Each line of the data below must be reproduced without any change.
[[ Task material open ]]
PR #322, opened 2022-09-13
chore: use consistent notation to run commands

jenstroeger:


behnazh (approved):

jenstroeger:
@behnazh apparently [`shellcheck`](https://www.shellcheck.net/) suggests otherwise: [Use $(...) notation instead of legacy backticked \`...\`](https://www.shellcheck.net/wiki/SC2006). I’m tempted to change?

PR #323, opened 2022-09-13
chore(ci): add Harden Runner when running the PR Action workflow

jenstroeger:
I don’t remember: did we intentionally _not_ call the [Harden Runner](https://github.com/step-security/harden-runner) Action here?

### DIFF
--- a/.github/workflows/pull-request.yaml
[[ Task material closed ]]
** Final answer **
PR #322, opened 2022-09-13
chore: use consistent notation to run commands

jenstroeger:


behnazh (approved):

jenstroeger:
@behnazh apparently [`shellcheck`](https://www.shellcheck.net/) suggests otherwise: [Use $(...) notation instead of legacy backticked \`...\`](https://www.shellcheck.net/wiki/SC2006). I’m tempted to change?

PR #323, opened 2022-09-13
chore(ci): add Harden Runner when running the PR Action workflow

jenstroeger:
I don’t remember: did we intentionally _not_ call the [Harden Runner](https://github.com/step-security/harden-runner) Action here?

### DIFF
--- a/.github/workflows/pull-request.yaml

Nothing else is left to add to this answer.